Tuesday, August 3, 2010

STARVING ONESELF TO DEATH IS ALSO A HUMAN RIGHT


160 DETAINEES AT CAMPSFIELD HOUSE, immigrant removal centre, have gone on hunger strike. It was only last month that Nick Clegg had to retract a statement informing the public of its closure. Facilities are said to be poor and detainees are serving increasingly longer periods in the centre, according to HM Chief Inspector of Prisons, Ann Owers.

If these detainees wish go on hunger strike, then they should be given every opportunity to eat, but should be left alone until they either come to their senses or suffer the consequences; either way the solution lies with them and them alone.

If they are serving such a long stretch, then it is thanks to the European Union and the behaviour of their human rights lawyers both of which are intent upon keeping them where they are. For no doubt the government would send most of them packing tomorrow if they had the power to do so. I also wish that Campsfield House could close, just as Nick Clegg believed and hoped last month.

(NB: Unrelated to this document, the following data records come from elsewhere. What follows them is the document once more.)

PR #138, opened 2020-04-24
fix FakeTypeName comparisons

ZacLN:


src/faketypes.jl
```diff
@@ -110,7 +110,7 @@ isfakebottom(t::FakeTypeofBottom) = true
 function Base.:(==)(a::FakeTypeName, b::FakeTypeName)
     a.name == b.name && length(a.parameters) == length(b.parameters) || return false
     for i = 1:length(a.parameters)
-        a.parameters[i] === b.parameters[i] && return false
+        a.parameters[i] == b.parameters[i] || return false
     end
     return true
```
davidanthoff, line 115: Couldn't this whole thing just be written as `a.name == b.name && a.parameters == b.parameters`?

ZacLN: Does comparison of vectors short circuit?

davidanthoff: I think so.

PR #145, opened 2020-04-30
make sure we cache `parse`

ZacLN:


ZacLN:
You've made me question this... and it's wrong. I thought there was something specific about parse being available in each module but not listed in the names but the issue much more generic. Other PRs to follow..

PR #132, opened 2016-06-02
Topic notifications

robbiecarlton:


api/models/Tag.js
```diff
@@ -53,6 +53,12 @@ const addToCommunity = (community, tag, user_id, trx) => {
       user_id: user_id,
       created_at: new Date()
     }).save({}, {transacting: trx})
+    .then(() => new TagFollow({
```
robbiecarlton: a big change here: now when you create a tag you are automatically following it. This means we have new_post_counts for the created tags in the left nav.
You can still unfollow on the tag page, which just means your created but not followed tag will never be highlighted in the left menu.
This seemed preferable to adding a new_post_count to community tags and duplicating a lot of stuff.

robbiecarlton: I'll have to add tag_follows for existing community_tags in the db before merging this

robbiecarlton:
@levity - good to merge?

api/models/Tag.js
levity: makes sense to me -- this gives us the option to allow tag creators to unfollow straightforwardly as well

api/models/post/util.js
```diff
@@ -26,6 +26,16 @@ export const setupNewPostAttrs = function (userId, params) {
...
 }
 
+const updateTagFollows = (post, trxOpts) => post.load('tags', trxOpts)
+  .then(() => post.load('communities', trxOpts))
+  .then(() => TagFollow.query(q => {
+    q.whereIn('tag_id', post.relations.tags.map('id'))
+    q.whereIn('community_id', post.relations.communities.map('id'))
+  }).fetchAll(trxOpts))
+  .then(tagFollows =>
+    tagFollows.map(tagFollow =>
```
levity: this should be a Promise.map -- but better yet, this whole thing can be a single query. if you call `.query()` again above with no arguments, you'll drop down to the knex API, and then you can just call `.increment()`: http://knexjs.org/#Builder-increment

levity:
looks good apart from that change to `updateTagFollows`

PR #134, opened 2016-06-03
userController.findOne returns shared communities

robbiecarlton:


robbiecarlton:
@levity - good to merge?

api/presenters/UserPresenter.js
```diff
@@ -25,6 +25,16 @@ const recentTaggedPost = (userId, tag, viewingUserId) => {
   .then(post => post && PostPresenter.present(post, viewingUserId, opts))
 }
 
+var sharedCommunities = (user, viewingUserId) => Promise.join(
```
levity: we have `Membership.sharedCommunityIds` already which does this more efficiently, in a single query

PR #136, opened 2016-06-14
only count posts in community for mostActiveMembers, and use count instead of fetchAll

robbiecarlton:


robbiecarlton:
@levity - how's this?

api/services/TagPresenter.js
```diff
@@ -113,15 +118,15 @@ export const fetchAndPresentSummary = (community, tag) =>
...
+    .where({community_id: community.id, tag_id: tag.id})
+    .count(),
     mostActiveMembers(community, tag),
-    (communityTag, tagFollows, posts, activeMembers) => ({
+    (communityTag, followerCount, postCount, activeMembers) => ({
       description: communityTag.get('description'),
-      follower_count: tagFollows.length,
-      post_count: posts.length > 0 ? posts.first().get('total') : 0,
+      follower_count: followerCount,
+      post_count: postCount[0].count,
```
levity: you can wrap this in `Number` so the test can check for a number instead of a string

api/services/TagPresenter.js
```diff
@@ -113,15 +118,15 @@ export const fetchAndPresentSummary = (community, tag) =>
     CommunityTag.where({community_id: community.id, tag_id: tag.id})
     .fetch(),
     TagFollow.where({community_id: community.id, tag_id: tag.id})
-    .fetchAll(),
-    Search.forPosts({
-      communities: [community.id],
-      tag: tag.id
-    }).fetchAll(),
+    .count(),
+    bookshelf.knex('posts_tags')
```
levity: can you pop this out into a separate method for readability's sake? Maybe make it a class method in CommunityTag?

levity: you can also have the method do `.then(rows => Number(rows[0].count))`

levity:
looks good otherwise

PR #137, opened 2016-06-17
Join topic

robbiecarlton:


robbiecarlton:
@levity - please take a look when you have a chance

api/controllers/CommunityController.js
```diff
@@ -121,6 +121,7 @@ module.exports = {
 
   joinWithCode: function (req, res) {
     var community
+    var preexisting
```
levity: you can declare multiple vars on the same line when they're not assigned values

api/controllers/CommunityController.js
```diff
@@ -139,7 +141,27 @@ module.exports = {
...
+            tag_id: tag.id,
+            user_id: req.session.userId
+          }).save()
+        })
+        .catch(err => {
+          if (err.message && err.message.includes('duplicate key value')) {
+            return true
+          } else {
+            res.serverError(err)
+            return false
```
levity: can you write a test for this case? i think as written it will try to call `res.ok` after having called `res.serverError`

robbiecarlton: I actually can't think of a way of getting an error other than 'duplicate key value' there, so having a hard time writing the test ;)
Can you think of one? If not, I'll just remove this branch.

PR #141, opened 2016-06-29
Enable new digest

levity:


levity:
going to merge this after doing some testing in a production console to make sure we don't run out of memory

PR #142, opened 2016-07-01
add test for updating user settings

robbiecarlton:


robbiecarlton:
@levity - I couldn't reproduce the bug you're talking about. 
Should this test be covering it? If not, please tell me how to reproduce

levity:
oh, yeah, that's a good test for it. i realize now that i was overlooking the call to User#setSanely, which is what merges the JSON props instead of overwriting them. I guess the error I noticed was on the frontend... ? Anyway :+1:

PR #143, opened 2016-07-06
fix duplicate push notifications

robbiecarlton:


robbiecarlton:
@levity - merged this. take a look if you get a chance. Once it's live I'll clean up the db

api/controllers/DeviceController.js
```diff
@@ -28,15 +28,14 @@ module.exports = {
 
     return Device.forge({
```
levity: NBD, but Device.forge().fetch() looks weird; prefer Device.where().fetch() instead

levity:
:+1:

PR #147, opened 2016-07-14
Refactored tests to work in Australia.

rob-blasetti:


levity:
hi guys, thanks for creating the PR! i'll just make a few comments regarding style

test/setup/helpers.js
```diff
@@ -1,12 +1,23 @@
-export const spyify = (object, methodName, callback) => {
-  object['_original' + methodName] = object[methodName]
+const isSpy = (func) => {
+  return func.__spy
```
levity: great, thanks for making this test helper more robust! as far as style goes, i'd prefer a one-liner for such a simple function, and omit the parentheses around arguments when there's only one:
```js
const isSpy = func => !!func.__spy
```

test/unit/controllers/InvitationController.test.js
```diff
@@ -73,7 +73,7 @@ describe('InvitationController', () => {
       })
     })
 
-    it('sends invitations', function () {
+    it('sends invitations', () => {
```
levity: we do use ES6 function syntax wherever possible -- in this case we used the traditional syntax so that `this` in `this.timeout` would resolve correctly

test/unit/controllers/InvitationController.test.js
```diff
@@ -76,15 +73,12 @@ describe('InvitationController', () => {
...
 
-    it('sends invitations', function () {
-      this.timeout(10000)
+    it('sends invitations', () => {
       _.extend(req.params, {communityId: community.id, emails: 'foo@bar.com, bar@baz.com'})
 
       return InvitationController.create(req, res)
       .then(() => {
         expect(Email.sendInvitation).to.have.been.called.exactly(2)
-        expect(apiResult).to.exist
```
levity: though it's not really a "unit test", i was intentionally testing the interaction with the SendWithUs API here. i suppose i could give you a test API key for our account which just sends no email, because there are some other tests in the system as well that contact the SendWithUs API.

circle.yml
```diff
@@ -5,7 +5,7 @@ deployment:
   production:
     branch: master
     heroku:
-      appname: hylo-node
+      appname: hylo-node-hitfin
```
levity: hmm, i'm not going to want to merge this into master. Can you try setting it up as an environment variable or otherwise parameterizing it?

seeds/communities.js
```diff
@@ -0,0 +1,11 @@
+'use strict';
+
+exports.seed = function(knex, Promise) {
```
levity: nice 😎

seeds/communities.js
```diff
@@ -0,0 +1,11 @@
...
+    return Promise.join(
```
levity: note however that all promises passed to Promise.join are run concurrently, so you may want to do `del().then(() => Promise.join(...))` to avoid the occasional race condition

circle.yml
levity: btw, I confirmed with CircleCI support that using an environment variable here should work

test/setup/helpers.js
aaron-edwards: Yeah agreed, making the change now

test/unit/controllers/InvitationController.test.js
aaron-edwards: That is fair enough, the reason we went with this solution was because that section of the code that handles this is unit tested elsewhere. I am looking into another way of getting this test working for us now without mocking.

circle.yml
aaron-edwards: This actually wasn't suppose to be in the pull request. Good to know that there is an environment variable that we can use

seeds/communities.js
aaron-edwards: noted, will change also

rob-blasetti:
See PR [#154 ](https://github.com/Hylozoic/hylo-node/pull/154)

But until these detainees can be removed back to where they belong, it is no use them complaining about their current situation and threatening starvation. All they have to do is tell their lawyers whose practices have made copious amounts of money from the public purse on their behalf, that they are now ready to return home voluntarily. For if the situation is so bad in Campsfield House, that they are prepared to starve themselves to death, then their situation must be far worse here than the one they will return to.

PLACES SUCH AS Campsfield house and Yarl’s Wood in Bedfordshire are there because both the EU and human rights lawyers acting on the detainees behalf have kept them in existence, and are now using them to advance their client’s case for release into British society.

Our system of immigrant removal is becoming like America’s death row syndrome where convicted murderers’ lawyers can exhaust an appeal system to limits stretching out over several decades.

The greatest concern of the British people is mass immigration, and the word mass is by no means alarmist. Demographic predictions of a population growth to between 70-73 million people by the middle of this century, largely made up of immigrants, puts untold social pressures upon our society. It is expected, for instance, that to accommodate such an increase, a further 100,000 home per year will have to be built just to cater for such an influx.

If our politician’s choose to ignore the social consequences of their liberal approach to this issue, then they and they alone will be to blame for the consequences. We are an island people still proud of our history, but are nevertheless left with the feeling that the modern generation of liberal politician and journalist do not share such a pride - as their predecessors once did.

Margaret Thatcher once used the word swamped to describe what was happening to this country’s demographic development; and for her foresight she was accused by the Labour opposition of being a racist. And when they came to power, the Labour government opened our boarders and any opposition was greeted with the same rebuke – racist.

By so opening our boarders, the Labour Party hoped that a whole new constituency would be made available to replace the white working class that had caused so much trouble in the 1970s and kept the party out of power from 1979 until 1997. In allowing what amounted to unrestricted access to our country, the 1997 Labour government under Tony Blair, hoped to vacate their dependence upon the white working class, by attracting a new migrant population to their cause.

THOSE THREATENING THEIR death in Campsfield House immigrant removal centre should be allowed to do whatever they wish without interference from the authorities. I do not believe a single individual will partake of the assigned road to death they have promised us to follow.

If however any of the 160 choose to starve themselves, then they will have done so on their own cognisance, and no department of government need to feel responsible for the individual’s actions. All that can be done is make food available to the detainees should they wish to change their minds.

There position is due not to the UK Boarder Agency, or any other agency of government, including government itself. All such people can do is offer those 160 immigrants the sustenance to end their self-inflicted suffering. If they choose, for reasons of gaining publicity, to ignore attempts to feed them, then they are fools.